Some important keys to lose fat and retain muscle include strength training exercises, high protein diet and use high-quality supplements.
Eating healthy is considered to be one of the most important aspects to lose weight. You should eat whole unprocessed foods, and reduce your consumption of starchy carbs. In order to speed up fat-loss, you can also perform cardiovascular exercises.
However, without strength training exercises, cardio can lead to muscle loss.
How To Track Your Fat Loss Progress
There’s no need to track your progress on a weekly basis. Within a short period of time, you won’t notice any drastic changes. You should track progress on a fortnightly basis.
You should stop weighing yourself every day. Daily fluctuations can mess up your motivation. Moreover, you should also stop looking at yourself in the mirror. Some self-image issues can lead to skewed perception. You should shoot your full body pictures and compare them with your old pictures.
It’s also very important to track your body fat content.
You should purchase a body fat analyzer to track your body fat every couple of weeks. It’s necessary to take right measurements of your chest, neck, waist, thighs and arms. Your waist should go down, and everything else should go up.

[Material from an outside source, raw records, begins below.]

PR #794, opened 2026-07-30
fix(install-linux): surface the real npm error on install failure

jojo260426:
## Problem

The Linux installer (`install-linux.sh:713`) ran:

```bash
if ! (npm ci --loglevel warn 2>/dev/null || npm install --loglevel warn); then
  fail "npm install sikertelen. Ellenorizd a hibauzeneteket fentebb."
fi
```

The `2>/dev/null` discards `npm ci`'s stderr. When an install genuinely fails, the user is told to "check the messages above" but there are none.

This bites hardest on `better-sqlite3`, which has **no prebuilt binary for newer Node ABIs** (e.g. Node 22 / ABI 127) and so **compiles from source via node-gyp** on every install. On a memory-constrained box (observed on a 3.8 GB WSL2 Ubuntu 24.04 host) the `g++` pass can get OOM-killed, failing both `npm ci` and `npm install` — with no diagnostic surfaced.

## Fix

Capture `npm ci`'s stderr to a temp file and **replay it only when the `npm install` fallback also fails**. The happy path (benign lockfile-desync → silent fallback to `npm install`) stays quiet; real failures become actionable. The fail message now also names the likely culprit.

This mirrors `install-macos.sh:410`, which already avoids hiding stderr here and rebuilds `better-sqlite3` explicitly.

## Testing

- `bash -n install-linux.sh` passes.
- Verified a clean install on the affected host now succeeds (213 packages, native module loads, `tsc` build green) once memory pressure is relieved.

### DIFF
--- a/install-linux.sh
+++ b/install-linux.sh
@@ -710,9 +710,22 @@ echo -e "${BOLD}$(_t section_5)${NC}"
 cd "$INSTALL_DIR"
 
 echo -e "  npm install..."
-if ! (npm ci --loglevel warn 2>/dev/null || npm install --loglevel warn); then
-  fail "npm install sikertelen. Ellenorizd a hibauzeneteket fentebb."
+# Fast path: npm ci. On a benign lockfile desync it fails harmlessly and we
+# fall back to npm install, so ci's stderr is captured (not shown) to avoid a
+# scary EUSAGE dump on the happy path. But if the fallback ALSO fails -- e.g.
+# node-gyp getting OOM-killed while compiling better-sqlite3 from source, which
+# has no prebuilt binary for newer Node ABIs -- we replay ci's captured stderr
+# so the real error is visible instead of an empty "check above".
+_NPM_CI_LOG=$(mktemp)
+if ! npm ci --loglevel warn 2>"$_NPM_CI_LOG"; then
+  if ! npm install --loglevel warn; then
+    echo -e "  ${DIM}--- npm ci kimenet ---${NC}"
+    cat "$_NPM_CI_LOG" >&2
+    rm -f "$_NPM_CI_LOG"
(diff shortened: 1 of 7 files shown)


Szotasz:
Reading review is green. This does what I asked for in the #779 review, and the part that goes beyond the title is the more valuable half.

The stderr fix is right on its own: replaying `npm ci`'s captured stderr only when the `npm install` fallback also fails keeps the benign lockfile-desync path quiet while making a real failure actionable. That matters more than usual this week, we hit four separate install dead-ends on live workshop machines today and every one of them was a prerequisite step handing the user an opaque message.

The discriminated result is the substantive change. `createMainChannelsSession()` returning a boolean collapsed "already kicked, still booting" (benign) and "channels.sh missing or unlaunchable" (broken install) into the same `false`, and the onboarding launch endpoint then reported that as a silent success. Same three-state split we applied in #788 today: transient, terminal, and unknown must not share a return value.

**One thing I checked specifically, because this is where a change like this usually breaks something quietly.** Every non-`'started'` value is a truthy string, so any caller left on a boolean test would silently invert. On `origin/develop` there is exactly one production caller, `channel-monitor.ts:1566`, and this PR rewrites it to `=== 'started'`. The onboarding handler is new and covers all four arms. The chain is complete, no stragglers.

**One comment, not a blocker.** The three new tests are static source assertions via `sliceFn` and `indexOf`, not behavioural ones, so they lock the shape of the code rather than what it does. If someone later swaps the grace arm to return `'script-missing'`, the suite stays green. That is the existing pattern in this file so I am not asking you to change it here, but the guarantee is weaker than the test names suggest.

**Not merging yet, and the reason is process rather than this diff.** `src/web/channel-monitor.ts` is the recovery stack, and my standing rule is that changes there get an independent run of the build and the full suite by someone other than the reviewer. The agent who does that is blocked on a spend limit right now. The reading review is done and green; the merge waits on that run, which should be short.

PR #795, opened 2026-07-30
feat(ops): ship the operator ops scripts, portable instead of install-bound

mogganhun:
Four scripts have kept this install running for weeks but never made it into the repo, because each carried the install inside it: an absolute `/home` path, one tmux session name, one Telegram chat id, one GitHub slug, one node path. Useful tools, unusable by anyone else. This resolves every such value at runtime.

**What each one does, and what was baked in**

- **`limit-monitor.sh`** watches for Claude usage-limit signals in the logs and in the live channels pane, then alerts over the Bot API -- deliberately not a scheduled Claude task, since that would spend the quota it guards. The session name was the literal `bigme-channels`; it now derives from `MAIN_AGENT_ID` exactly as `channel-keepalive-probe.sh` does. That one mattered more than it looks: after a rename it grepped a session that no longer existed, found nothing, and reported healthy forever. With no `ALLOWED_CHAT_ID` it now logs why and exits instead of alerting a chat it guessed.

Once again, you should only take full-body pictures from side/back/front and ankle to neck. You will then be able to compare them with your previous pictures.
In order to check your strength statistics, you should log your workouts. When your strength increases, it leads to muscle gains. Strength training can also prevent unnecessary muscle breakdown.
You should also listen to what other people have to say. Others will notice your change, and might start giving compliments. Last but not the least, you should seek help from a professional fitness trainer or healthcare expert.